Down with Love
Posted on May 13, 2003 at 4:45 pm
B+Lowest Recommended Age: | Mature High Schooler |
Profanity: | Brief strong language, many double entendres |
Alcohol/ Drugs: | Drinking and smoking as emblems of sophistication |
Violence/ Scariness: | None |
Diversity Issues: | Equality of women a comic theme of the movie, no minority characters |
Date Released to Theaters: | 2003 |
“Down With Love” can’t make up its mind whether it is a salute to the Doris Day-Rock Hudson/James Garner/Cary Grant movies of the 1960’s or a parody of them. Perhaps surprisingly, it works better as a salute, and never quite reaches the heights of the movies that inspired it.
The original movies were glossy fantasies that seemed to exist in that same 1960’s ring-a-ding-ding fantasyland Steven Spielberg brought us in Catch Me if You Can. They may have seemed instantly irrelevant in the era of Vietnam, the civil rights movement, and the sexual revolution, and yet they were as indispensible and — surprisingly — as inimitable and enduringly appealing as some of that decade’s other cultural touchstones.
We think of them as irretrievably retro and sometimes they were (as, for example, in The Thrill of it All, when Day’s doctor husband is profoundly threatened because she gets a job, which she quits after seeing him deliver a baby, reminding her what a woman’s true purpose is supposed to be). But most often, Day played supremely capable and confident working women, and it was the plot contrivances, not prudishness, that kept her characters from sexual encounters outside of marriage. Those movies also had some genuinely wicked commentary on the same conformist consumer culture that was the trigger for a lot of the political protest. Feminist critics like Molly Haskell now recognize that in their own way, these movies were very much a reflection and a part of the revolutions of the 1960’s.
In this movie, Barbara Novak (Renee Zellwegger) is the author of a book called Down With Love, that tells women to be strong and independent, to find fulfillment in work and to use men for sex but not become emotionally attached. Magazine writer and man-about-town Catcher Block (Ewan McGregor) decides to expose her as a hypcrite by making her fall in love with him. He pretends to be a shy astronaut who does not want to have sex unless he is in love. But Barbara — and Cupid — have a few surprises in store for him.
The movie begins by saying that “the time is now — 1962” and the period details are, well, swell, including flip hairdos, Tang, martinis, the twist, “Camelot” and clothes and furniture that are the kickiest! Catch is wearing a dinner jacket when he returns from a luau with the astronauts at Cocoa Beach. When Barbara’s book becomes a worldwide sensation, she receives the ultimate badge of fame — an Alfred E. Newman parody on the cover of Mad Magazine. But the best of the movie’s in-jokes is Tony Randall, who often played Hudson’s best friend, a neurotic rich guy who hopelessly envied Hudson’s confidence and success with the ladies in the original series of movies. In “Down With Love,” that role is exquisitely played by David Hyde Pierce, but Randall appears as the head of the publishing firm, demonstrating his impeccable timing and delivery. Indeed, the supporting players, sets, and costumes are so vivid that they make the main characters seem a little bland.

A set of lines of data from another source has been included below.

PR #215, opened 2021-02-19
TH-1016 | Add tests for pagination in CuratedEventList

Sartonon:
## Description :sparkles:

- Add tests for pagination in CuratedEventList

## Issues :bug:

**[TH-1016](https://helsinkisolutionoffice.atlassian.net/browse/TH-1016):**

### DIFF
--- a/src/domain/collection/curatedEventList/__tests__/CuratedEventList.test.tsx
+++ b/src/domain/collection/curatedEventList/__tests__/CuratedEventList.test.tsx
@@ -36,6 +36,7 @@ const getMocks = (events: EventFieldsFragment[], ids = eventIds) => [
   },
 ];
 
+// Creates array of mocks to match pagination queries
 const getMocksForPagination = (eventsCount = 35) => {
   const eventIds = range(eventsCount).map((i) => (i + 1).toString());
   const eventNames = eventIds.map((id) => `Event ${id}`);
@@ -162,6 +163,7 @@ test('event list pagination works', async () => {
     userEvent.click(screen.getByRole('button', { name, hidden: true }));
   };
 
+  // use loop to fetch all the events by clicking show more button (pagination)
   for (
     let eventsFetchedCount = PAGE_SIZE;
     eventsFetchedCount < eventsCount;
--- a/src/domain/collection/curatedEventList/__tests__/CuratedEventList.test.tsx
+++ b/src/domain/collection/curatedEventList/__tests__/CuratedEventList.test.tsx
@@ -1,4 +1,6 @@
 import { advanceTo, clear } from 'jest-date-mock';
+import chunk from 'lodash/chunk';
+import range from 'lodash/range';
 import React from 'react';
 
 import translations from '../../../../common/translation/i18n/fi.json';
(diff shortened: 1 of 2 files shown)


src/domain/collection/curatedEventList/__tests__/CuratedEventList.test.tsx
```diff
@@ -21,19 +23,62 @@ const collection = fakeCollection({
...
   },
 ];
 
+// Creates array of mocks to match pagination queries
+const getMocksForPagination = (eventsCount = 35) => {
+  const eventIds = range(eventsCount).map((i) => (i + 1).toString());
+  const eventNames = eventIds.map((id) => `Event ${id}`);
+  const curatedEvents = eventIds.map(
+    (id) => `http://localhost:3000/fi/event/${id}`
+  );
```
melniiv, line 45: looks like it can be only one map instead of three, but might be not that readable then.

Sartonon: eventIds for example are needed later in the code. Maybe the could be array that that has objects that contains eventId, eventName and curatedEvents

Sartonon: but then again I don't know if it makes it less readable

src/domain/collection/curatedEventList/__tests__/CuratedEventList.test.tsx
```diff
@@ -21,19 +23,62 @@ const collection = fakeCollection({
...
+  });
+
+  const collection = fakeCollection({
+    curatedEvents,
+  }) as CollectionFieldsFragment;
+
+  return { mocks, collection, eventNames };
+};
+
+const waitForRequestToComplete = async () => {
```
nenonja, line 76: at some point this could be moved to some util method as it is used like 100s of different tests :)

src/domain/collection/curatedEventList/__tests__/CuratedEventList.test.tsx
```diff
@@ -104,3 +149,40 @@ test('should show expired events', async () => {
...
+      )
+    );
+    await waitForRequestToComplete();
+  }
+
+  expect(
+    screen.queryByRole('button', { name: /näytä lisää tapahtumia/ })
+  ).not.toBeInTheDocument();
+
+  for (const eventName of eventNames) {
```
nenonja, line 185: It seems that we keep on clicking the showMorebutton until it vanishes and then check that all events are present. What about checking the event names that belongs to particular chunk, that they are present (inside the loop)?
Perhaps it does not matter except if events would somehow would come in unexpected order, then this would not catch it

nenonja (approved):
Some small things I commented but the tests seem to do the job, so approved.

src/domain/collection/curatedEventList/__tests__/CuratedEventList.test.tsx
Sartonon: yeah at least for the loading spinner

src/domain/collection/curatedEventList/__tests__/CuratedEventList.test.tsx
Sartonon: refactored the function little bit by using flow

src/domain/collection/curatedEventList/__tests__/CuratedEventList.test.tsx
Sartonon: Added tests to the pagination loop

Parents should know that this movie has a good deal of sexual innuendo and double entendres, including an extended split-screen sequence that makes it appear that the characters are engaging in a number of sexual acts. There is brief strong language. Characters drink and smoke as evidence of sophistication. Equality of women is a humorous theme of the movie. As in the 1960’s movies it salutes, all characters are white.
Families who see this movie should talk about whether a similar plot could work in a movie set in 2003.
Families who enjoy this movie will enjoy the movies that inspired it, especially Pillow Talk and Lover Come Back (both about a battle of the sexes in which the man pretends to be someone else to romance the woman) with Day and Hudson, The Thrill of it All with Day and Garner, That Touch of Mink with Day and Grant, Sex and the Single Girl (about a woman who writes a book promoting women’s sexual freedom) with Natalie Wood and Tony Curtis, If a Man Answers with then-married Sandra Dee and Bobby Darin, Come September with Hudson and Gina Lollobrigida, and Man’s Favorite Sport with Hudson and Paula Prentiss. They might also enjoy similar themes in earlier movies like Theodora Goes Wild (another story about a woman author of a notorious book) and Take a Letter Darling (man gets a job as secretary to a woman executive). And they might like to see more of the pre-“Odd Couple” Tony Randall in the fantasy The Seven Faces of Dr. Lao and the wild satire Will Success Spoil Rock Hunter?